Libertarianism, or the Austrian School of Economics is a school of thought that, amongst other beliefs, believes that Governments should not be granted the right to dictate what currency it's people use. Instead it believes in monetary competition, allowing multiple private sector participants to create money and consumers choosing the one which offers greatest value. While logic in this case is strongly in their favor, the current breed of libertarians promote a belief that defies all logic. They would have the world believe that just because the current monetary system allows governments to dictate a national currency, it also gives them the right to decide it's value vis-a-vis other currencies. This belief isn't just illogical, but is against the core principles of libertarianism which abhors government intervention of any form.

This outcry and fallacious justifications used to promote this belief only serve to underline a blatantly partisan agenda. Libertarianism is consumerist by nature, but it does not promote consumer interest at the cost of producer interest. In an ideal libertarian world, the absence of fiat currencies would ensure that all currencies are independently valued by a free market. No resource cost benefit is long lasting as free trade ensures its neutralization and producers all over the world retain basic competitiveness at most times. Additional competitiveness comes only from higher productivity and quality improvements. In this environment, resource costs equalize as well, ensuring amongst other things, equal opportunity for wage earners across the world. This pure form of libertarianism works in consumer interest as well as producer interest and does not value one of these activities above the other.

In contrast, the current proponents of libertarianism, or what they profess to be libertarianism, believe only consumers matter. And if consumer benefit is served by outsourcing all manufacturing activity to another country, even one which manipulates it's currency to keep it's products cheap, so be it. The jobs exported by them along with production don't bother them as long as consumers benefit. And they are ready to sacrifice a cardinal principle of their chosen discipline to justify their position.

These so called libertarians aren't intellectuals who want an open debate on their beliefs. Sarcasm and ridicule take the place of logic in their arguments, failing which they resort to outright insults and threats. They call anyone who opposes their thoughts "mercantilist" while themselves supporting blatantly mercantilist currency manipulation by countries like China, Japan and India.

Another favorite tool used by them is to switch from macro to micro or vice versa to justify an argument. For example, Donald Boudreaux, a Professor of Economics at George Mason University ridiculed another academic who sought to make a case against China's currency manipulation by comparing trade between countries to them buying each others books. One wonders about the knowledge he imparts while remaining oblivious to the difference between trade amongst individuals and trade between countries. But then, it's an easy route to take when one doesn't much care about the logic, but is intent on ridiculing an opponent.

The case made by this group is representative of their true loyalties. They use their position to promote self interest above all else. They make a case which suits their profile as pure consumers, ones who do not participate in the production of goods.

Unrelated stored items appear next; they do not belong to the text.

PR #2494, opened 2019-01-09
ARTEMIS-2224 Reduce contention on LivePageCacheImpl

franz1981:
It includes:

- **lock-free LivePageCache + tests**:
LivePageCacheImpl has been reimplemented to be
lock-free, multi-producer and multi-consumer
in any of its operations.
- **Avoid unnecessary page cache queries on ack TX**:
PageSubscriptionImpl::ackTx is already performing a counter update
using the message persistent size: the size can be reused on
PagePosition::setPersistentSize, avoiding to query the page cache just
to compute it.

### DIFF
--- a/artemis-commons/src/main/java/org/apache/activemq/artemis/utils/collections/ConcurrentAppendOnlyChunkedList.java
+++ b/artemis-commons/src/main/java/org/apache/activemq/artemis/utils/collections/ConcurrentAppendOnlyChunkedList.java
@@ -1,0 +1,286 @@
+/*
+ * Licensed to the Apache Software Foundation (ASF) under one or more
+ * contributor license agreements. See the NOTICE file distributed with
+ * this work for additional information regarding copyright ownership.
+ * The ASF licenses this file to You under the Apache License, Version 2.0
+ * (the "License"); you may not use this file except in compliance with
+ * the License. You may obtain a copy of the License at
+ *
+ *     http://www.apache.org/licenses/LICENSE-2.0
+ *
+ * Unless required by applicable law or agreed to in writing, software
+ * distributed under the License is distributed on an "AS IS" BASIS,
+ * WITHOUT WARRANTIES OR CONDITIONS OF ANY KIND, either express or implied.
+ * See the License for the specific language governing permissions and
+ * limitations under the License.
+ */
+package org.apache.activemq.artemis.utils.collections;
+
+import java.util.Objects;
+import java.util.concurrent.atomic.AtomicLongFieldUpdater;
+import java.util.concurrent.atomic.AtomicReferenceArray;
+import java.util.function.IntFunction;
+
+/**
+ * This collection is a concurrent append-only list that grows in chunks.<br>
+ * It's safe to be used by many threads concurrently and has a max capacity of {@link Integer#MAX_VALUE}.
+ */
+public final class ConcurrentAppendOnlyChunkedList<T> {
+
+   private static final class AtomicChunk<T> extends AtomicReferenceArray<T> {
+
+      AtomicChunk<T> next = null;
+      final AtomicChunk<T> prev;
+      final int index;
+
+      AtomicChunk(int index, AtomicChunk<T> prev, int length) {
+         super(length);
+         this.index = index;
+         this.prev = prev;
+      }
+   }
+
+   private static final AtomicLongFieldUpdater<ConcurrentAppendOnlyChunkedList> LAST_INDEX_UPDATER = AtomicLongFieldUpdater.newUpdater(ConcurrentAppendOnlyChunkedList.class, "lastIndex");
+
+   private static final AtomicLongFieldUpdater<ConcurrentAppendOnlyChunkedList> CACHED_LAST_INDEX_UPDATER = AtomicLongFieldUpdater.newUpdater(ConcurrentAppendOnlyChunkedList.class, "cachedLastIndex");
+
+   private final int chunkSize;
+
+   private final int chunkMask;
+
+   private final int chunkSizeLog2;
+
+   private static final long RESIZING = -1;
+
+   private AtomicChunk<T> firstBuffer = null;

So do the other proponents of this "theory" including bankers, academics and politicians who are consumers but not part of an industry that has lost jobs to another country.

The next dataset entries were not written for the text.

PR #2496, opened 2019-01-11
ENTMQBR-2178 add Implementation-Version for bundle packaging

soul2zimate:
https://issues.apache.org/jira/browse/ARTEMIS-2227
Add Implementation-Version for bundle packaging MANIFEST.MF in artemis-protocols module

### DIFF
--- a/artemis-protocols/pom.xml
+++ b/artemis-protocols/pom.xml
@@ -41,4 +41,20 @@
       <module>artemis-mqtt-protocol</module>
    </modules>
 
+   <build>
+      <plugins>
+         <plugin>
+            <groupId>org.apache.felix</groupId>
+            <artifactId>maven-bundle-plugin</artifactId>
+            <version>3.0.0</version>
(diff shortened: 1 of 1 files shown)


jbertram:
Commit messages should reference ARTEMIS JIRAs, not JIRAs from external projects.

jbertram:
Also, for what it's worth, all the artifacts created from the `artemis-protocols` module don't have the `Implementation-Version` specified in their MANIFEST.MF not just the ones for `artemis-hornetq-protocol` and `artemis-hqclient-protocol`. This appears to be because the `packaging` for all of them is defined as `bundle`. Perhaps a better solution would be to modify the `pom.xml` of `artemis-protocols` to ensure all the protocol jars have the proper `Implementation-Version`?

soul2zimate:
Thanks, I have referred to ARTEMIS-2227 in commit message and made the change in artemis-protocols module parent pom.xml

They represent themselves, not a school of thought.


  1. trade between nations? no siree, all trade exists between people alone.
    now,since money is not free (ie is today a fiat entity),the govts enjoy the support of exporters who are a vocal minority and therefore keep the currency devalued.
    in a free market or a manipulated market,you can never choose your neighbor's actions nor how technology changes.
    if chinese exports were based on productivity alone,i am sure you would not blame anyone if jobs were lost in the US because of that.i find your argument that china exports because there is no demand for these goods domestically to be specious.you want to say that for example,that we export IT services because indians want nothing to do with it?. just let the currency appreciate and you'll be surprised who can afford IT services locally.
    favoring exporters over importers while impoverishing your silent domestic consumer is old english style mercantilism.you can deny all you want.

  2. In a free currency environment, trade between individuals remains just that. In a fiat currency environment, however, trade acquires national character and has national repercussions.

    Now,I am no fan of the chartalist fiat currency environment that exists, but it is reality. However, using the existence of fiat currencies to justify their manipulation cannot be right.

    I am violently opposed to currency manipulation of any sort, whether its in India, China or Japan. I believe it makes an already bad (fiat currency) situation only worse. I have written about it repeatedly and will continue to do so. I don't know from what part of my post you got the impression that i was favoring weakening the currency to favor exporters. I have quite a collection under the "Currency Manipulation" category if it interests you.

    Thank you for visiting and I look forward to your comments in the future as well.